Leave out the lines before the one with "Planning on migration"; output that line and all remaining lines of the records exactly.

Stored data
══════

PR #5488, opened 2023-06-28
Handle promise linting

tommoor:
- Adds linting for misused and floating promises
- Fixes all the failing locations

Where a promise is used in a react hook for data loading I've just gone with `void`.

### DIFF
--- a/.eslintrc
+++ b/.eslintrc
@@ -40,7 +40,7 @@
     "@typescript-eslint/no-floating-promises": "error",
     "@typescript-eslint/await-thenable": "error",
     "@typescript-eslint/no-misused-promises": [
-      "warn",
+      "error",
       {
         "checksVoidReturn": false
       }
--- a/.eslintrc
+++ b/.eslintrc
@@ -3,6 +3,7 @@
   "parserOptions": {
     "sourceType": "module",
     "extraFileExtensions": [".json"],
+    "project": "./tsconfig.json",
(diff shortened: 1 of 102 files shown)


server/commands/subscriptionCreator.ts
```diff
@@ -43,7 +43,7 @@ export default async function subscriptionCreator({
 
   // If the subscription was deleted, then just restore the existing row.
   if (subscription.deletedAt && resubscribe) {
-    subscription.restore({ transaction });
+    await subscription.restore({ transaction });
```
tommoor, line 46: This was bad

server/models/View.ts
```diff
@@ -64,7 +64,7 @@ class View extends IdModel {
 
     if (!created) {
       model.count += 1;
-      model.save(options);
+      await model.save(options);
```
tommoor, line 67: This was bad

.eslintrc
```diff
@@ -36,6 +37,14 @@
       "component": true,
       "html": true
     }],
+    "@typescript-eslint/no-floating-promises": "error",
+    "@typescript-eslint/await-thenable": "error",
+    "@typescript-eslint/no-misused-promises": [
+      "warn",
```
apoorv-mishra, line 43: Warnings are unfortunately ignored, as good as being absent :smile:

PR #5504, opened 2023-07-01
Edit datetime format

alephbang:
solve date, time formatting 
https://github.com/outline/outline/discussions/5480


tommoor:
Hi @alephbang – I'm afraid I can't see how this makes sense as an installation-level setting and can't be merged.

We already respect the user's browser language preference which seems the most correct way to go. I could entertain some argument for a separate user-level preference within Outline, but even that's a bit of a stretch.

PR #5553, opened 2023-07-11
JSON to client

### LINKED ISSUE #3000: Move to sending JSON rather than Markdown to client

tommoor:
See issue for what this unlocks in terms of future functionality. Makes JSON rather than markdown the canonical source of truth for reading documents.

- [x] Test public shares
- [x] Test restoring revisions
- [x] Test applying templates
- [x] Bump editor version to force reload
- [x] Images in public docs
- [x] Backwards compat API requests
- [x] Bug: Cycle detected in computation `asNavigationNode`

closes #3000


TaoChan1005:
How about this work?

server/routes/api/documents/documents.ts
```diff
@@ -1014,15 +1016,7 @@ router.post(
     document.collection = collection;
 
     ctx.body = {
-      data:
-        apiVersion === 2
```
tommoor, line 1018: Technically a breaking API change but it should only have been used internally in previous versions

server/routes/api/documents/documents.ts
```diff
@@ -1278,15 +1272,7 @@ router.post(
     });
 
     ctx.body = {
-      data:
-        apiVersion === 2
```
tommoor, line 1282: Technically a breaking API change but it should only have been used internally in previous versions

tommoor:
Planning on migration to storing JSON content before continuing here as the performance implications of loading state from DB are questionable, but not going to be good.

TaoChan1005:
Hi ,

I noticed that this pull request has not been updated for a while. Could you please let me know the current status? 

Thank you!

══════

Problem solution =>
Planning on migration to storing JSON content before continuing here as the performance implications of loading state from DB are questionable, but not going to be good.

TaoChan1005:
Hi ,

I noticed that this pull request has not been updated for a while. Could you please let me know the current status? 

Thank you!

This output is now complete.